Restate word for word the lines of the material below, from the line with "PR #4946, opened 2019-03-18" to the line with "Backport for 1.6.x in #4949", both lines included, and no others.

--- Study material Enclosed Below ---

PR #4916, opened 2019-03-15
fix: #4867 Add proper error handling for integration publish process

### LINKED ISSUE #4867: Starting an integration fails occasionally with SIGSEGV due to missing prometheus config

--- End of Enclosed Study material ---
--- Study material Enclosed Below ---

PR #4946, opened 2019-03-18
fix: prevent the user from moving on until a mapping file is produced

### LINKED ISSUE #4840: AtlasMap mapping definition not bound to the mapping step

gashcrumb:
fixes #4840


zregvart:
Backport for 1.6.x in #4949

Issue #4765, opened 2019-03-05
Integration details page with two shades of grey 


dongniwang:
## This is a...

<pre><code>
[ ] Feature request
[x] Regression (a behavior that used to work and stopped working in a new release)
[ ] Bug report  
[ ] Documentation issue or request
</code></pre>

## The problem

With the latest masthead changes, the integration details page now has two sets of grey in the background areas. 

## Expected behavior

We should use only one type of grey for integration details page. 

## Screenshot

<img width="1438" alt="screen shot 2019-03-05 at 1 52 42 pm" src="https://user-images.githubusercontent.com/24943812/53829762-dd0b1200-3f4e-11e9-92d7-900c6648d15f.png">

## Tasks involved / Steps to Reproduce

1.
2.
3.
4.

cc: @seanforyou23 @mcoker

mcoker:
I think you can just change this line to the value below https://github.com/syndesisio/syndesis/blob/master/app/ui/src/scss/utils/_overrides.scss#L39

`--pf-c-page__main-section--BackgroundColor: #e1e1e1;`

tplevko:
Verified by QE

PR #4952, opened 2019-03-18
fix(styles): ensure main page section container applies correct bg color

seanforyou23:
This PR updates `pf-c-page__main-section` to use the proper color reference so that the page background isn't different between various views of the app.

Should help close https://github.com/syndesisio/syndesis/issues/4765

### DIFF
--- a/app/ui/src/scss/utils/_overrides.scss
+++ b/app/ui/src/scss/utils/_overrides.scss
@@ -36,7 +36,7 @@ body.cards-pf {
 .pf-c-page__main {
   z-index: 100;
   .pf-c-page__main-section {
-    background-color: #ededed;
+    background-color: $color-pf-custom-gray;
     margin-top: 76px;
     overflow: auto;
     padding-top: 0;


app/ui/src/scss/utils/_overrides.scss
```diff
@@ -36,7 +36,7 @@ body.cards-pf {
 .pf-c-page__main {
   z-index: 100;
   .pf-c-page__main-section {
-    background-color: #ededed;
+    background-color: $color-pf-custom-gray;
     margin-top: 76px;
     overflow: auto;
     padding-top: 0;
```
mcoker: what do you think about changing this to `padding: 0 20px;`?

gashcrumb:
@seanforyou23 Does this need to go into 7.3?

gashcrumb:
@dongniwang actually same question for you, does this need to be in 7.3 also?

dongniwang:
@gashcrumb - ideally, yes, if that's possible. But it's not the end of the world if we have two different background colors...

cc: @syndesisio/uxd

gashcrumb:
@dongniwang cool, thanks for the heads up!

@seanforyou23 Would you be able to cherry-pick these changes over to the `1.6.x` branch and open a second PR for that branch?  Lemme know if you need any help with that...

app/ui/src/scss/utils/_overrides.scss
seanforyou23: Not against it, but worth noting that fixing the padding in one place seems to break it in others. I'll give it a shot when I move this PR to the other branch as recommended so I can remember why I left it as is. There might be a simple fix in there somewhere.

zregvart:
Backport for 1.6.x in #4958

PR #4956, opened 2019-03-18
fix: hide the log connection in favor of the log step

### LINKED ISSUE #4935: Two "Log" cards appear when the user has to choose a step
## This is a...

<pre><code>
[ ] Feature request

--- End of Enclosed Study material ---

§ **Worked solution**
PR #4946, opened 2019-03-18
fix: prevent the user from moving on until a mapping file is produced

### LINKED ISSUE #4840: AtlasMap mapping definition not bound to the mapping step

gashcrumb:
fixes #4840


zregvart:
Backport for 1.6.x in #4949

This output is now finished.